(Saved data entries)
********************

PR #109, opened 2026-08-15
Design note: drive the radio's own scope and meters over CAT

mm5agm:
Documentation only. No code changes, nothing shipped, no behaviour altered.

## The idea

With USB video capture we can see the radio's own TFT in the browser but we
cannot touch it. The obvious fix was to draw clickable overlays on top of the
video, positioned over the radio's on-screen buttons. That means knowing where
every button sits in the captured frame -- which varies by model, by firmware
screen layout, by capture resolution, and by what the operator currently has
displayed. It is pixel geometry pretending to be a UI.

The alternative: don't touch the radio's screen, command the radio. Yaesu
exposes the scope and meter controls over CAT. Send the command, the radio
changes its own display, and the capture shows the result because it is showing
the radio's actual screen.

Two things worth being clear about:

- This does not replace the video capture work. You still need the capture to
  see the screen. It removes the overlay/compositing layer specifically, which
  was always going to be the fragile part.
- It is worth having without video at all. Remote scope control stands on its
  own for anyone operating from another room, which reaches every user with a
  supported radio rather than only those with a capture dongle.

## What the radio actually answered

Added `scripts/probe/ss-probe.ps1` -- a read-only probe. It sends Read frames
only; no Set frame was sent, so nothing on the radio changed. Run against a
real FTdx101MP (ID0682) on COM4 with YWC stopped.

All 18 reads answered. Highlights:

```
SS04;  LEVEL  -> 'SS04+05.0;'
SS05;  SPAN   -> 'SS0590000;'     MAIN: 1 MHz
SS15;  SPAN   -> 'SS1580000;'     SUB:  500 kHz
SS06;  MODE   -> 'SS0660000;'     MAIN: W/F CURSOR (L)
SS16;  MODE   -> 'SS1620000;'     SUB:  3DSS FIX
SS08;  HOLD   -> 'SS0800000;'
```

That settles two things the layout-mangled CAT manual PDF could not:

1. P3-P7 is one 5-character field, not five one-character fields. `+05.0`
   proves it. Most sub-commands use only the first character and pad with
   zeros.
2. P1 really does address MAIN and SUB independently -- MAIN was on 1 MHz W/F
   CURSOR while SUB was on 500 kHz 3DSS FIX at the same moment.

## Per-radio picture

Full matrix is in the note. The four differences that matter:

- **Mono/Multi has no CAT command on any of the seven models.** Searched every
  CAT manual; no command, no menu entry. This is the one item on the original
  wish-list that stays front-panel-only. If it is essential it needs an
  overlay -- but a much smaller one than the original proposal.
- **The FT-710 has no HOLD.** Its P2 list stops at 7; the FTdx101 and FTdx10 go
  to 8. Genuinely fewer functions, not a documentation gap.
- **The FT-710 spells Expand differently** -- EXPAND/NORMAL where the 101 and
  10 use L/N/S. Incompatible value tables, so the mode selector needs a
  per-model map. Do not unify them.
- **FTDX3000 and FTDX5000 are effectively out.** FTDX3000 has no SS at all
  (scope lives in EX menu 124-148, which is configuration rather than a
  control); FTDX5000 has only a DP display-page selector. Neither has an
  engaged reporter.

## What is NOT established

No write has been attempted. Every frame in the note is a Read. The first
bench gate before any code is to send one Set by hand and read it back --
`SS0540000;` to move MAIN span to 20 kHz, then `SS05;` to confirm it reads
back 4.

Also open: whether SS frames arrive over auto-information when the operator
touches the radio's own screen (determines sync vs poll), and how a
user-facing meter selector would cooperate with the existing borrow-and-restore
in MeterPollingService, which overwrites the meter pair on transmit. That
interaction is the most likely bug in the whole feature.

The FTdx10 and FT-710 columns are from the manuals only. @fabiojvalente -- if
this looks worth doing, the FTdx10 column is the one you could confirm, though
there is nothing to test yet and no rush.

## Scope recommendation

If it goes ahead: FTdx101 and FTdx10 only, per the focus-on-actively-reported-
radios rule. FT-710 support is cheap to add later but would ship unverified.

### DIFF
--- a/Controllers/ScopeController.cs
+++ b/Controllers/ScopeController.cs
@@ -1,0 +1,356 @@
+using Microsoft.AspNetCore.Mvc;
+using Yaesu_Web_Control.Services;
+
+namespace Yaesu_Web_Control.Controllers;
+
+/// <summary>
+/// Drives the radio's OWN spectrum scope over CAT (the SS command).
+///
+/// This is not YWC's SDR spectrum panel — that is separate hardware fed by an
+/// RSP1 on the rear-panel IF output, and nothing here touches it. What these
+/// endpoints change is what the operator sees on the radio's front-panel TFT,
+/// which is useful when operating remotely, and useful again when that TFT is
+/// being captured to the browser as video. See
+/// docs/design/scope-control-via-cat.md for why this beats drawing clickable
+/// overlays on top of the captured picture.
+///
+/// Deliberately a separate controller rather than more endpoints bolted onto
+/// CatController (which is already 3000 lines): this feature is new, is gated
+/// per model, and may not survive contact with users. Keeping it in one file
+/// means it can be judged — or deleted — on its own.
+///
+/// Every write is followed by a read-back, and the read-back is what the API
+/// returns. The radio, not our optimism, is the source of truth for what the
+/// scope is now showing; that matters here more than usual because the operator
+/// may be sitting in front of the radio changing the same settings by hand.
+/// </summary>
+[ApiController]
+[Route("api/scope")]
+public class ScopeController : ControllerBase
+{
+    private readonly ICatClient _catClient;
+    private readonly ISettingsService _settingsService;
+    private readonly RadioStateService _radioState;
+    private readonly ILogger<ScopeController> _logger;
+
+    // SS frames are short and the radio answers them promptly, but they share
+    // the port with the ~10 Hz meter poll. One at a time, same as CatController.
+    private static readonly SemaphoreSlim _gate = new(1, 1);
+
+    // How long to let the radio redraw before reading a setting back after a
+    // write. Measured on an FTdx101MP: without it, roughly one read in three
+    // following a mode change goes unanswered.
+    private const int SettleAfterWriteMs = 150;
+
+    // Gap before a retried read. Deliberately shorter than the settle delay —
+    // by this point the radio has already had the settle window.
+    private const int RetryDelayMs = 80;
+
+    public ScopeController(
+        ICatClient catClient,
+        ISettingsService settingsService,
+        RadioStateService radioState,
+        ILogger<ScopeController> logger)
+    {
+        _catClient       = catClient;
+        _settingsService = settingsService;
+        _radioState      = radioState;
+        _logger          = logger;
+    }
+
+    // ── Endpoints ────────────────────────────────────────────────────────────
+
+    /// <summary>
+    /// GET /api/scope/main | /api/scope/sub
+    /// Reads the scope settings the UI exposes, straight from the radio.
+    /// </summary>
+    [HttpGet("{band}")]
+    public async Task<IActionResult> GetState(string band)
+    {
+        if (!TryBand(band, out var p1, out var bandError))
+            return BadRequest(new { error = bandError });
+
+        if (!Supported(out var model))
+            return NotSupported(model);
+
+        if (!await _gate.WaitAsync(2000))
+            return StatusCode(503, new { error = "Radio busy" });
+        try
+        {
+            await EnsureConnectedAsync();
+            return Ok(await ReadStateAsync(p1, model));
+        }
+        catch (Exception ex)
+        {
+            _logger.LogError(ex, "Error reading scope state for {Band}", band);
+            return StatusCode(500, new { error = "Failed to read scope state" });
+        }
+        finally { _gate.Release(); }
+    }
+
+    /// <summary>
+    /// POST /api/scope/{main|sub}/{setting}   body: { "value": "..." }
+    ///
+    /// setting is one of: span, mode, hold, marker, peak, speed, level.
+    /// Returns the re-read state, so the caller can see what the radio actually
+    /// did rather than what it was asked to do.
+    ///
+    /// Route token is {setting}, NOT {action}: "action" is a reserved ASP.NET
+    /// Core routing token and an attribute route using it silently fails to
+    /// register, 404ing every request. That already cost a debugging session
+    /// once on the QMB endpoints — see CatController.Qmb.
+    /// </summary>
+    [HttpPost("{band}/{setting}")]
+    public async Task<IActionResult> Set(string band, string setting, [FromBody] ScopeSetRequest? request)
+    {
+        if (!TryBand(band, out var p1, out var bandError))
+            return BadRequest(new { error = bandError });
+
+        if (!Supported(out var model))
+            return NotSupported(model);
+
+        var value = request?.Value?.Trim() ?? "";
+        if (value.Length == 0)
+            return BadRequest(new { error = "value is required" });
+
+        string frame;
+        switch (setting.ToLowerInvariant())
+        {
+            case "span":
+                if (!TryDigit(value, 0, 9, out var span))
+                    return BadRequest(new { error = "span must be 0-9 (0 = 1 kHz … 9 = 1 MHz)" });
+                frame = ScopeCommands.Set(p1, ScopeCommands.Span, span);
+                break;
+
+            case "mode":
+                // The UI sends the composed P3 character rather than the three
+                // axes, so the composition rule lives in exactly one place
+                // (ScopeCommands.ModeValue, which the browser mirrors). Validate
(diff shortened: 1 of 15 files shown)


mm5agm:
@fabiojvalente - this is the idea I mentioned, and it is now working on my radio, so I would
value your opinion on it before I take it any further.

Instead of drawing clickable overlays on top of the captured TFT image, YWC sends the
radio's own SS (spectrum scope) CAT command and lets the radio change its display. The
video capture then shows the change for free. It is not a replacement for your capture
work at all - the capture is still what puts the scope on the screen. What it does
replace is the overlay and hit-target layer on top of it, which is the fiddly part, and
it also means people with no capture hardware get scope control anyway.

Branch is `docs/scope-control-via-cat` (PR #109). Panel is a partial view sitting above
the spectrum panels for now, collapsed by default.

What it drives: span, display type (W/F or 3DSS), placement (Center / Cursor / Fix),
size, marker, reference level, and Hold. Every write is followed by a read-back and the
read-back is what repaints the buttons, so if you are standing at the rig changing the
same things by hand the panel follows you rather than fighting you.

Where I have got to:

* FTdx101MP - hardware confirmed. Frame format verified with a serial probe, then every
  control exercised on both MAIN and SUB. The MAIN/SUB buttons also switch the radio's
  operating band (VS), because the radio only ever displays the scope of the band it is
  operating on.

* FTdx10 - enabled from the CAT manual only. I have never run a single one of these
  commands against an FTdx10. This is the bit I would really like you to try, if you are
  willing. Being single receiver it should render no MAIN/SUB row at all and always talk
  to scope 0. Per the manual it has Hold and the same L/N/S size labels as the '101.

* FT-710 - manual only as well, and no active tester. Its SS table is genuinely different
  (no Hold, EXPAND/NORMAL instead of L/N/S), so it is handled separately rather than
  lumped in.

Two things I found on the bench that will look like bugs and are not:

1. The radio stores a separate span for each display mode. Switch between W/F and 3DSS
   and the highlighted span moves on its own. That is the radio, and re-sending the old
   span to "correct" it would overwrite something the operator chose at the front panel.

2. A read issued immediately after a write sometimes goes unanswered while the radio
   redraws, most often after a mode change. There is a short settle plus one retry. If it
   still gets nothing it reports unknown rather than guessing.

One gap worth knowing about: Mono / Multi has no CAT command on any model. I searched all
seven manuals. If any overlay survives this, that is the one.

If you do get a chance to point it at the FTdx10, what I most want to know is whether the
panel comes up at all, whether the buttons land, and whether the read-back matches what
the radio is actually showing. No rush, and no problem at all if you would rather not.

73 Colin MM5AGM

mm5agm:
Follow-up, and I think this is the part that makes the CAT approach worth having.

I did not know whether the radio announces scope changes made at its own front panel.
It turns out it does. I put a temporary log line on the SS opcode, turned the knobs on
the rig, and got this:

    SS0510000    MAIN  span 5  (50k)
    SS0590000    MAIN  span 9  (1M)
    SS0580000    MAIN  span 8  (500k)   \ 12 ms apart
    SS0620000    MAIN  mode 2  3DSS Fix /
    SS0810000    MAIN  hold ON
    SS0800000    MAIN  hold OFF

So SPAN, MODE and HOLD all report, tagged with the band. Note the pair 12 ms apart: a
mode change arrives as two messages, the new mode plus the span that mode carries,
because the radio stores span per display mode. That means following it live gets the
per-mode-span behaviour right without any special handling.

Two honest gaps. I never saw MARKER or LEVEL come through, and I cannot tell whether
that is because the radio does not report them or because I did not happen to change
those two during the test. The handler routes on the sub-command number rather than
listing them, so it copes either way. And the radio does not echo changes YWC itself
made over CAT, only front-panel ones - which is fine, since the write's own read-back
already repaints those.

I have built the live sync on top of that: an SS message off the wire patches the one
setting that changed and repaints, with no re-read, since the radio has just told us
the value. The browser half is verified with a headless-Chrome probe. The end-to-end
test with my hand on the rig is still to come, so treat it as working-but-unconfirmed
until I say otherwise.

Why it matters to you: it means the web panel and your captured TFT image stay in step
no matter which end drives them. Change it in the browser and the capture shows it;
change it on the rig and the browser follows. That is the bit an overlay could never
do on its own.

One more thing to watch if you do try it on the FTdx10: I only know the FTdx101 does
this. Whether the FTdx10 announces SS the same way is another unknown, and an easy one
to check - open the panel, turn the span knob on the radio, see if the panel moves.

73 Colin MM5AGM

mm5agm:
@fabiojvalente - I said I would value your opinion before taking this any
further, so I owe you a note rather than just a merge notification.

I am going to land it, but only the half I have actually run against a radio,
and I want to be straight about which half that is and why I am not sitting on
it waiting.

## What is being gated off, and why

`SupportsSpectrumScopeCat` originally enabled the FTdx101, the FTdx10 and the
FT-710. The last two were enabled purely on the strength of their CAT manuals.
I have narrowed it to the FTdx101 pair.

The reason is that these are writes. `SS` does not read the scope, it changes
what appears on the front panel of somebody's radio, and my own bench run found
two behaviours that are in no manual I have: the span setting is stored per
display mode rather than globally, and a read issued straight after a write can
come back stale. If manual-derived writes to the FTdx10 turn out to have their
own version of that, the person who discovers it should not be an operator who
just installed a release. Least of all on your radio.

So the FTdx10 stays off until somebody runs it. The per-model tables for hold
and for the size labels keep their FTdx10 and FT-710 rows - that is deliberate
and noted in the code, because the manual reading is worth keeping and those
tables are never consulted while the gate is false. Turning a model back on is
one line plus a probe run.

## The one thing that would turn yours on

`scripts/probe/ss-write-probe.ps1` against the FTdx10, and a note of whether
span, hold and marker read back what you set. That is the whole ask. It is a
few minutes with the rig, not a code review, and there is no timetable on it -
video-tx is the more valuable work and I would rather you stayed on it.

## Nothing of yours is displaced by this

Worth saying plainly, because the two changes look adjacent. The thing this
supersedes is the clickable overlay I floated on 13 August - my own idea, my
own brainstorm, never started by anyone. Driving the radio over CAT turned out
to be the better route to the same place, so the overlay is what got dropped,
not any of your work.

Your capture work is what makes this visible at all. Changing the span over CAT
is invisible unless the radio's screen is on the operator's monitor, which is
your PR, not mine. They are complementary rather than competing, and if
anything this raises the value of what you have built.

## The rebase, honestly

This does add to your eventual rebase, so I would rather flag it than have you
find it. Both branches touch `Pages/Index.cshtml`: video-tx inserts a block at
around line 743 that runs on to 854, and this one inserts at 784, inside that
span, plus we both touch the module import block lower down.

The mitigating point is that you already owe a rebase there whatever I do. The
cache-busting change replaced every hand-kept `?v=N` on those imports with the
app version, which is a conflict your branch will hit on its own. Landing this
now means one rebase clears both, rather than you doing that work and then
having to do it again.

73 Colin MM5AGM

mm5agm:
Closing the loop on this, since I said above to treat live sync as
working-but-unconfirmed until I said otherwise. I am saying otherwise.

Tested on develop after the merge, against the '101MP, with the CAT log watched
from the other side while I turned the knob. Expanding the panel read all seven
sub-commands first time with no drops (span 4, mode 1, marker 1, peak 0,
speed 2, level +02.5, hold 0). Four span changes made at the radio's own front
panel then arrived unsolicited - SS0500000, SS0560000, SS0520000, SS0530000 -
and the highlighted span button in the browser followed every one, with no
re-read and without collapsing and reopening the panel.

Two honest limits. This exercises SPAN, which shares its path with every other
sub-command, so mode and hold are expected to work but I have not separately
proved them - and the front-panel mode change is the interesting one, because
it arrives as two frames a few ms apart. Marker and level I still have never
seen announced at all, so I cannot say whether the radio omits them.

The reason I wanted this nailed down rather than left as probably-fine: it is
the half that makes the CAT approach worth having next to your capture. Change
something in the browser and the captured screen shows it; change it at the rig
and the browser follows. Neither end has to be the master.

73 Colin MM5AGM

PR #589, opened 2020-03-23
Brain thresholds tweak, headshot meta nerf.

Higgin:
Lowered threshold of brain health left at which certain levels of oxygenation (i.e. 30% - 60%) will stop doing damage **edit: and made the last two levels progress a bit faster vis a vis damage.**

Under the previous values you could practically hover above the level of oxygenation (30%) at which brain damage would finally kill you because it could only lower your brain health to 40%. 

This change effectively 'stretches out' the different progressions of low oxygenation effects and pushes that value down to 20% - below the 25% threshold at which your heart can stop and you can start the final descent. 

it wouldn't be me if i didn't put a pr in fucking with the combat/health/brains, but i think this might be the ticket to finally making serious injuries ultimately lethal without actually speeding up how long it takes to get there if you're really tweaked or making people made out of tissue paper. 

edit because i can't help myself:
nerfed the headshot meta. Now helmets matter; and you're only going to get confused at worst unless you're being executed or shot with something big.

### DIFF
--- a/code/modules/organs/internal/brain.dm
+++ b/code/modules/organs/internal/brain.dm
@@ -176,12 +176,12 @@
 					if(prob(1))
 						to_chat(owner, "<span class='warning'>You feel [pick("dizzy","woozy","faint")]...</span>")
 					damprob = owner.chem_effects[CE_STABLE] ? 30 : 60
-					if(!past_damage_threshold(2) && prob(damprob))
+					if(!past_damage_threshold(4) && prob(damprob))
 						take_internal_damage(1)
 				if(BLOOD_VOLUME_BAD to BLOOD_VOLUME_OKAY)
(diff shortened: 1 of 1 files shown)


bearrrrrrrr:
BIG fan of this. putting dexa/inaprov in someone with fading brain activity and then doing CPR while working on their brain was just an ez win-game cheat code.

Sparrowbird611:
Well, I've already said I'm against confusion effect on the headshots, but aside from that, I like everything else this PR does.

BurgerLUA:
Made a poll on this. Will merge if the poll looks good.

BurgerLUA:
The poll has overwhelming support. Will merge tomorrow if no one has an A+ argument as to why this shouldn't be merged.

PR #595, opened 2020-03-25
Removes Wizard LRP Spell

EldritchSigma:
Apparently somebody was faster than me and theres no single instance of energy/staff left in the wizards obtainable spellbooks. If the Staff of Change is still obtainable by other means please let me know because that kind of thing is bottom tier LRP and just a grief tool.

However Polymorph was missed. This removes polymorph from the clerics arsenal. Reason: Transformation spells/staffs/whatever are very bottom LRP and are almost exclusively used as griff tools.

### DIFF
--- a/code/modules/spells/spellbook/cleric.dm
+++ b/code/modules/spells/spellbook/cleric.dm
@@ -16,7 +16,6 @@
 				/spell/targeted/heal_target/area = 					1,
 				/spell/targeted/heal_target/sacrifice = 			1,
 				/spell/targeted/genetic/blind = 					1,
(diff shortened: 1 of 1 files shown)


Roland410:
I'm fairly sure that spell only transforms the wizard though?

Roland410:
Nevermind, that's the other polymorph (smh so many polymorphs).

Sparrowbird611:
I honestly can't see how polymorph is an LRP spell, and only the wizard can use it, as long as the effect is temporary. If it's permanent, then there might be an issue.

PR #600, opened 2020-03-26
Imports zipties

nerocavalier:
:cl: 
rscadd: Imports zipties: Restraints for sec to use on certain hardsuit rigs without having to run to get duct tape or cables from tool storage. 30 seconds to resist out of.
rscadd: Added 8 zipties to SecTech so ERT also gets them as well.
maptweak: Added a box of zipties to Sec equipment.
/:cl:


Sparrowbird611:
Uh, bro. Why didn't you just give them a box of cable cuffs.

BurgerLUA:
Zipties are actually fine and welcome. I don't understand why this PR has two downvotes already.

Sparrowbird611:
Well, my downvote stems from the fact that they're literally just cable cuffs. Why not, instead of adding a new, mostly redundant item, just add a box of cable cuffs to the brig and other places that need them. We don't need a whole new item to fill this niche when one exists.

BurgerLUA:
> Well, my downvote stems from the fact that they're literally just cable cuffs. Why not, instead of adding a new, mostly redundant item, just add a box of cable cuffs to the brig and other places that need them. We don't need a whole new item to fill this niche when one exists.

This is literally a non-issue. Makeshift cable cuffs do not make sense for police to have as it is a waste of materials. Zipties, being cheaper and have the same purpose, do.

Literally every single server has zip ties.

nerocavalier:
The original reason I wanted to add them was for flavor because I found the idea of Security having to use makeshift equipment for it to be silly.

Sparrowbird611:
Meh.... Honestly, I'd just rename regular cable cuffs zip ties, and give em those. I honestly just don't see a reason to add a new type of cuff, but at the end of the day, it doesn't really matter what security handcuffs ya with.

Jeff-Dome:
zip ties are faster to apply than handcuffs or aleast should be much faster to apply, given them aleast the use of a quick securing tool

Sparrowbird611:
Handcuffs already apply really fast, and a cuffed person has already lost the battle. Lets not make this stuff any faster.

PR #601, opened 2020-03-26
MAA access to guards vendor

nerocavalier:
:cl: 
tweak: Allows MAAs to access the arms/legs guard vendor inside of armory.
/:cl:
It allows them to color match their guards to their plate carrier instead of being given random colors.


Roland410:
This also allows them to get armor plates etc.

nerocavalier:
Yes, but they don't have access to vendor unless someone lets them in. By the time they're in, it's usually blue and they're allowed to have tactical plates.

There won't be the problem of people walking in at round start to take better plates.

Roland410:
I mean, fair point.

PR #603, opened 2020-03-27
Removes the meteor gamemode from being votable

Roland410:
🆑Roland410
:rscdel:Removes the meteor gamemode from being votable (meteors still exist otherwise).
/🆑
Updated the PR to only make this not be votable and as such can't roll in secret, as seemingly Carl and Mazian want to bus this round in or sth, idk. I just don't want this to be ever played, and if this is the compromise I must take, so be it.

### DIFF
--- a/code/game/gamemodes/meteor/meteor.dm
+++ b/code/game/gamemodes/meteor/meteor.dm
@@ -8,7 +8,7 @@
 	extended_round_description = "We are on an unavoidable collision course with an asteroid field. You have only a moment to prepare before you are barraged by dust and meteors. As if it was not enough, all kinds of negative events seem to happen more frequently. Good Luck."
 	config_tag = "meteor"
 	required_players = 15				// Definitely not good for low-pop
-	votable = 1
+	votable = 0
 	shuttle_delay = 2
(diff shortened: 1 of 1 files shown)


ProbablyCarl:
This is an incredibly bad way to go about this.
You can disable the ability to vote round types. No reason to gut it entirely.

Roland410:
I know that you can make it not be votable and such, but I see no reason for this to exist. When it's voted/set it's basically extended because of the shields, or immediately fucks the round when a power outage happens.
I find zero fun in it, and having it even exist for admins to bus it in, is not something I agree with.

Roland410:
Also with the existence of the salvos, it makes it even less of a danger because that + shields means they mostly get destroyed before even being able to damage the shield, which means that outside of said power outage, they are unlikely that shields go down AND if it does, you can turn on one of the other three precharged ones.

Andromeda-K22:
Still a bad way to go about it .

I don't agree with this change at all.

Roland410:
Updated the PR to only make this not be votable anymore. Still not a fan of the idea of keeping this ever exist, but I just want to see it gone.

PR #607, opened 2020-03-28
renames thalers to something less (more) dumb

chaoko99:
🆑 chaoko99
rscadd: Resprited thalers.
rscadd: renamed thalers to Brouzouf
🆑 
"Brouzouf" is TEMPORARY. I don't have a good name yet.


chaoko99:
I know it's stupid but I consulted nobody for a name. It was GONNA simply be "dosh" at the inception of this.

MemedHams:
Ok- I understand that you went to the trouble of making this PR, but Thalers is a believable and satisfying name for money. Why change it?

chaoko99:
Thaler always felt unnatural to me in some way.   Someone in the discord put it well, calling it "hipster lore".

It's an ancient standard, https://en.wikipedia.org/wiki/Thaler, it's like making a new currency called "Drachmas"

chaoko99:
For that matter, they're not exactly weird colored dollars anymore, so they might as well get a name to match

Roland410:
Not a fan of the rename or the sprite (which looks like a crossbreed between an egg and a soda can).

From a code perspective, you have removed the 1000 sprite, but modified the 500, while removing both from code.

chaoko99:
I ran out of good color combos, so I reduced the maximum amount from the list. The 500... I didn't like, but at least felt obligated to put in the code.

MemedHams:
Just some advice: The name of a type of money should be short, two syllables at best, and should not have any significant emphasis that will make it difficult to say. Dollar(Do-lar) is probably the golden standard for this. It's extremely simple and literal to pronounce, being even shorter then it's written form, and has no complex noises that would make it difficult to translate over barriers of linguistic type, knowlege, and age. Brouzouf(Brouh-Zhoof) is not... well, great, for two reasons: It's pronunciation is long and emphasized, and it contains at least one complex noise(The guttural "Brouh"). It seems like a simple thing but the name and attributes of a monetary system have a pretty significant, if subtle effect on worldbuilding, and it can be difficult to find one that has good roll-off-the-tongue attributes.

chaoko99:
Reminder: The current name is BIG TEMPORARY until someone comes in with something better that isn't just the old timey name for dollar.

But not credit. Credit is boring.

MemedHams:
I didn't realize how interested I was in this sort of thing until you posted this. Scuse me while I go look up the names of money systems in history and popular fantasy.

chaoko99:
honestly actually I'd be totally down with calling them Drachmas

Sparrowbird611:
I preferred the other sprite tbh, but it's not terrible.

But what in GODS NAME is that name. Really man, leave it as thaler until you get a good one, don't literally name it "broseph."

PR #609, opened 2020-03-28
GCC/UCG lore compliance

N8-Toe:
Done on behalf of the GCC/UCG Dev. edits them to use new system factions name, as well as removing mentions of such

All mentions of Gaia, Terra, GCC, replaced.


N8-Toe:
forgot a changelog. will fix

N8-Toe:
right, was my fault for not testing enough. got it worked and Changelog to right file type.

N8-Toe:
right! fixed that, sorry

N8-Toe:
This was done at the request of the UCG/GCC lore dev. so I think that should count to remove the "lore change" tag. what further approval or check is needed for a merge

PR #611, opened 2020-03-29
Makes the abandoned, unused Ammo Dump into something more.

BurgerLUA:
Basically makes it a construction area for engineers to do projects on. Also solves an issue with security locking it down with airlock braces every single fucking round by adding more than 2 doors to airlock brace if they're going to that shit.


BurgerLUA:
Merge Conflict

********************

## Try it
Every line above that holds the string "redundant" should be copied out.

## Reply
Well, my downvote stems from the fact that they're literally just cable cuffs. Why not, instead of adding a new, mostly redundant item, just add a box of cable cuffs to the brig and other places that need them. We don't need a whole new item to fill this niche when one exists.
> Well, my downvote stems from the fact that they're literally just cable cuffs. Why not, instead of adding a new, mostly redundant item, just add a box of cable cuffs to the brig and other places that need them. We don't need a whole new item to fill this niche when one exists.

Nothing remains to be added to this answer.